The Single UNIX Specification, Version 2 specifies fields for which "leading zeros are permitted but not required"; however, applications must not expect to be able to supply more leading zeroes for these fields than would be implied by the range of the field. Implementations may choose to either match an input with excess leading zeroes, or treat this as a non-matching input. For example, %j has a range of 001 to 366, so 0, 00, 000, 001, and 045 are acceptable inputs, but inputs such as 0000, 0366 and the like are not.
glibc developers consider it appropriate behavior to forbid excess leading zeroes. When trying to parse a given input against several format strings, forbidding excess leading zeroes could be helpful. For example, if one matches 0011-12-26 against %m-%d-%Y and then against %Y-%m-%d, it seems useful for the first match to fail, as it would be perverse to parse that date as November 12, year 26. The second pattern parses it as December 26, year 11.
The Single UNIX Specification is not explicit that an unlimited number of leading zeroes are required, although it may imply this. The LSB explicitly allows implementations to have either behavior. Future versions of this standard may require implementations to forbid excess leading zeroes.
If stringp is NULL, strsep returns NULL and does nothing else.
If stringp is non-NULL, strsep finds the first token in the stringp, where tokens are delimited by symbols in the string delim. This token is terminated with a \0 character (by overwriting the delimiter) and stringp is updated to point past the token. In case no delimiter was found, the token is taken to be the entire string stringp, and stringp is made NULL.
strsep returns a pointer to the token, that is, it returns the original value of stringp.
strsep was introduced as a replacement for strtok, since the latter cannot handle empty fields. However, strtok conforms to ANSI-C and hence is more portable.
strsep suffers from the same problems as strtok. In particular, strsep modifies the original string. Avoid it.
strsignal returns a string describing the signal number sig. The string can only be used until the next call to strsignal.
The array sys_siglist holds the signal description strings indexed by signal number. strsignal should be used if possible instead of this array.
strsignal returns the appropriate description string, or an unknown signal message if the signal number is invalid. On some systems (but not on Linux), a NULL pointer may be returned instead for an invalid signal number.
strtok_r parses the string s into tokens. [20] The first call to strtok_r should have s as its first argument. Subsequent calls should have the first argument set to NULL. Each call returns a pointer to the next token, or NULL when no more tokens are found.
If a token ends with a delimiter, this delimiting character is overwritten with a \0 and a pointer to the next character is saved for the next call to strtok_r. The delimiter string delim may be different for each call.
ptrptr is a user allocated char* pointer. It must be the same while parsing the same string.
Never use this function. Note that:
It modifies its first argument.
The identity of the delimiting character is lost.

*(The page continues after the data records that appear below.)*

PR #179, opened 2019-04-19
Expose weight through to QTest SDK

mpysson:
Exposing the process weight configuration through the QTest SDK and also through to the Managed SDK. Only enabled for QTest pips.

### DIFF
--- a/Public/Sdk/Public/Managed/testing.dsc
+++ b/Public/Sdk/Public/Managed/testing.dsc
@@ -11,7 +11,7 @@ import * as Xml from "Sdk.Xml";
  * uses the test frameworks runtest function to execute the test.
  */
 @@public
-export function test(args: TestArguments) : TestResult {
+export function test(args: TestArguments) : TestResult {   
     let testFramework = args.testFramework;
     if (!testFramework)
     {
@@ -266,6 +266,9 @@ export interface TestRunArguments {
      * Allows test runs to be tagged.
      */
     tags?: string[];
+
+    /** Optionally override to increase the weight of test pips that require more machine resources */
+    weight?: number;
 }
 
 @@public
--- a/Public/Sdk/Public/Managed/testing.dsc
+++ b/Public/Sdk/Public/Managed/testing.dsc
@@ -11,7 +11,7 @@ import * as Xml from "Sdk.Xml";
  * uses the test frameworks runtest function to execute the test.
  */
 @@public
-export function test(args: TestArguments) : TestResult {   
+export function test(args: TestArguments) : TestResult {
     let testFramework = args.testFramework;
     if (!testFramework)
     {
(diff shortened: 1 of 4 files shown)


Public/Sdk/SelfHost/BuildXL/Tools/QTest/Tool.QTestRunner.dsc
```diff
@@ -258,6 +258,8 @@ export interface QTestArguments extends Transformer.RunnerArguments {
     qTestAdditionalOptions?: string;
     /** Path to runsettings file that will be passed on to vstest.console.exe. */
     vstestSettingsFile?: File;
+    /** Optionally override to increase the weight of test pips that require more machine resources */
+    weight?: number;
```
dannyvv: If we expect this to be truely common, perhaps it is worth adding it to Transformer.RunnerArguments?

mpysson: I was debating that. My concern was that it would be misleading if it were available to specify on everything that derives from RunnerArguments but only a small number of things implement it. I figured we could always promote if as we make it more ubiquitous in our SDK. What do you think?

Public/Sdk/Public/Managed/testing.dsc
```diff
@@ -11,7 +11,7 @@ import * as Xml from "Sdk.Xml";
  * uses the test frameworks runtest function to execute the test.
  */
 @@public
-export function test(args: TestArguments) : TestResult {
+export function test(args: TestArguments) : TestResult {
```
almiliMSFT: nit: trailing spaces
```suggestion
export function test(args: TestArguments) : TestResult {
```

Public/Sdk/SelfHost/BuildXL/Tools/QTest/Tool.QTestRunner.dsc
```diff
@@ -164,7 +164,7 @@ export function runQTest(args: QTestArguments): Result {
         consoleOutput: consolePath,
         workingDirectory: sandboxDir,
         tempDirectory: tempDirectory,
-        // TODO - hook this up for Heisenbug queues (runs tests a bunch under qtest process)
+        weight : args.weight,
```
almiliMSFT:
```suggestion
weight: args.weight,
```

Public/Sdk/SelfHost/BuildXL/Tools/QTest/Tool.QTestRunner.dsc
norahuang: Can we foresee any other usage of the "weight" feature in the near future? If not, I think it would be fine to keep it only in the QTestArguments. We can move it to Transformer.RunnerArguments later when the second consumer other than qtest pip emerge.

PR #180, opened 2019-04-19
Downgrade detours heap size logging to diagnostic

mpysson:
This log message was added over a year ago to debug a detours bug. The bug's long been fixed and the message is pretty chatty. Downgrade to to a diagnostic event.


dannyvv:
/azp run  
Part B BuildXL PR Validation

PR #184, opened 2019-04-22
Don't preemptively set u+x permissions when executing a process

almiliMSFT:
[AB#1488150](https://dev.azure.com/mseng/708e929f-6bd5-415a-8daf-25b1dac08dd8/_workitems/edit/1488150)

[AB#1516419](https://dev.azure.com/mseng/708e929f-6bd5-415a-8daf-25b1dac08dd8/_workitems/edit/1516419)

### DIFF
--- a/Public/Src/Engine/Processes/UnSandboxedProcess.cs
+++ b/Public/Src/Engine/Processes/UnSandboxedProcess.cs
@@ -306,13 +306,6 @@ namespace BuildXL.Processes
                 ThrowCouldNotStartProcess(I($"File '{ProcessInfo.FileName}' not found"), new Win32Exception(0x2));
             }
 
-#if PLATFORM_OSX
-            // TODO: TASK 1488150
-            // When targeting macOS, we make sure the 'execute bit' has been set on the binary about to be started,
-            // especially running on VSTS VMs currently has issues around file permission preservance
-            SetFilePermissionsForFilePath(ProcessInfo.FileName, FilePermissions.S_IXUSR);
-#endif
-
             Process = new Process();
             Process.StartInfo = new ProcessStartInfo
             {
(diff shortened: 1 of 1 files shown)


Public/Src/Engine/Processes/UnSandboxedProcess.cs
```diff
@@ -301,16 +301,19 @@ protected Process CreateAndSetUpProcess()
         {
             Contract.Requires(Process == null);
 
-            if (!FileUtilities.FileExistsNoFollow(ProcessInfo.FileName))
+            var mode = GetFilePermissionsForFilePath(ProcessInfo.FileName, followSymlink: false);
```
mpysson: >GetFilePermissionsForFilePath [](start = 23, length = 29)

Does this need to be within the #if PLATFORM_OSX?

Public/Src/Engine/Processes/UnSandboxedProcess.cs
```diff
@@ -301,16 +301,19 @@ protected Process CreateAndSetUpProcess()
         {
             Contract.Requires(Process == null);
 
-            if (!FileUtilities.FileExistsNoFollow(ProcessInfo.FileName))
```
mpysson: >if (!FileUtilities.FileExistsNoFollow(ProcessInfo.FileName)) [](start = 12, length = 60)

I don't think the new behavior is equivalent in the windows case

Public/Src/Engine/Processes/UnSandboxedProcess.cs
almiliMSFT: You are right about both, will fix it...

Public/Src/Engine/Processes/UnSandboxedProcess.cs
```diff
@@ -301,16 +301,24 @@ protected Process CreateAndSetUpProcess()
         {
             Contract.Requires(Process == null);
 
+#if !PLATFORM_OSX
```
dannyvv: W
Shouldn't we keep the exe does not exist check for windows?

almiliMSFT: It is kept (here it's `! PLATFORM_OSX` so this executes on Windows)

It cannot be used on constant strings.
strtoq converts the string nptr to a quadt value. The conversion is done according to the given base, which must be between 2 and 36 inclusive, or be the special value 0.
nptr may begin with an arbitrary amount of white space (as determined by isspace(3)), followed by a single optional + or - sign character. If base is 0 or 16, the string may then include a 0x prefix, and the number will be read in base 16; otherwise, a 0 base is taken as 10 (decimal), unless the next character is 0, in which case it is taken as 8 (octal).
The remainder of the string is converted to a long value in the obvious manner, stopping at the first character which is not a valid digit in the given base. (In bases above 10, the letter A in either upper or lower case represents 10, B represents 11, and so forth, with Z representing 35.)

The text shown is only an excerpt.